→ **TASK ITEM**
Line count for "because": state how many lines of the data below include it, and output nothing more.

→ **TASK INPUTS**

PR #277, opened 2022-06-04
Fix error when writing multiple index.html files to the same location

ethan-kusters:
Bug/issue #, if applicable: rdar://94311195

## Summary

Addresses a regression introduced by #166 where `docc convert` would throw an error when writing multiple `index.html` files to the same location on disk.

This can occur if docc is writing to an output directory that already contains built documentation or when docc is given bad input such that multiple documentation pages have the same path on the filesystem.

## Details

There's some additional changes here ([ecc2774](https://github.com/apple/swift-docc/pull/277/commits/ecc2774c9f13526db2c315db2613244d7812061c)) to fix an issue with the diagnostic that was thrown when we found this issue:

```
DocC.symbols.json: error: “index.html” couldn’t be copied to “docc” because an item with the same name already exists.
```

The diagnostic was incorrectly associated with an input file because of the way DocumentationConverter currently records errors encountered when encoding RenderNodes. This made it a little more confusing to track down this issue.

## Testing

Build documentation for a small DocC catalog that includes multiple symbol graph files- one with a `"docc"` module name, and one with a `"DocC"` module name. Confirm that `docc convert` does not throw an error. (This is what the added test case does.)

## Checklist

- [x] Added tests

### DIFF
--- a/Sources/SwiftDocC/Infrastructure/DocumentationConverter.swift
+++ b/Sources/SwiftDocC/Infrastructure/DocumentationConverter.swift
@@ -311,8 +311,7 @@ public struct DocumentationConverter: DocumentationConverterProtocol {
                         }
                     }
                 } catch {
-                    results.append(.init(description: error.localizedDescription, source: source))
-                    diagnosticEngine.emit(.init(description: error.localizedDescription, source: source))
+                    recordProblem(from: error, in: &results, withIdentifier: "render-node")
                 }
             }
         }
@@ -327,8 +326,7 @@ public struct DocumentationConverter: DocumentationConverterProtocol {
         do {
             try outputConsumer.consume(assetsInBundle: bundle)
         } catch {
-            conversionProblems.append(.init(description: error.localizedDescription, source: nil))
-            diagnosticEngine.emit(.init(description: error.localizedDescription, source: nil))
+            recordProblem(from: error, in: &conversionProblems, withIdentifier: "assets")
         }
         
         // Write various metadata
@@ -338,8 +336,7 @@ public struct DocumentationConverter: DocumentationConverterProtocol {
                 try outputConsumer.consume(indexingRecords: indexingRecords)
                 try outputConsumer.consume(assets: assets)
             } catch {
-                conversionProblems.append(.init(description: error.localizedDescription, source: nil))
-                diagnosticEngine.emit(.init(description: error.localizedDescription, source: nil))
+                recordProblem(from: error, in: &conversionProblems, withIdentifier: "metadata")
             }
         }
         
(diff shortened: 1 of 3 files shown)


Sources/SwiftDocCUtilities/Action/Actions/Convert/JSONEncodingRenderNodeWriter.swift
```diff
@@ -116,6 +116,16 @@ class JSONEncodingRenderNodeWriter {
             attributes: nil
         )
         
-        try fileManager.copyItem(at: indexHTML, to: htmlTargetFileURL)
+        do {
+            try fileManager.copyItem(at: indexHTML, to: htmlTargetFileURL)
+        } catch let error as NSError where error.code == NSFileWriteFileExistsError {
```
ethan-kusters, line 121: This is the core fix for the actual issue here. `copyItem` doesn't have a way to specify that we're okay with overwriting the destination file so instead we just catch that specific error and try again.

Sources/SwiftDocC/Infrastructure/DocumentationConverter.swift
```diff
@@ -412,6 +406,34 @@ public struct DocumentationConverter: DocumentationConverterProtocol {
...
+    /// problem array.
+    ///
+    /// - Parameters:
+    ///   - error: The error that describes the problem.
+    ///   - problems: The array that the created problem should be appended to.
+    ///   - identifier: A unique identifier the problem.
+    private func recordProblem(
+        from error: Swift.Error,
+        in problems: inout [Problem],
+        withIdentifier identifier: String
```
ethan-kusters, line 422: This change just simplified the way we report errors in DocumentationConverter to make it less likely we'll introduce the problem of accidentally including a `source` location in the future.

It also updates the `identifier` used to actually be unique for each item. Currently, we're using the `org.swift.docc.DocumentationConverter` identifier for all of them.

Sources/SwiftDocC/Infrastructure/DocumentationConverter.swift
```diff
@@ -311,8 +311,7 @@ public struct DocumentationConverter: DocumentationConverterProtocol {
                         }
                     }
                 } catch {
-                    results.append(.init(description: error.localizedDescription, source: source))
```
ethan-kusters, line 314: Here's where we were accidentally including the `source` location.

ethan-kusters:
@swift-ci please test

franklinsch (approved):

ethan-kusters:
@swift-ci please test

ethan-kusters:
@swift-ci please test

→ **REPLY TO THE EXERCISE**
2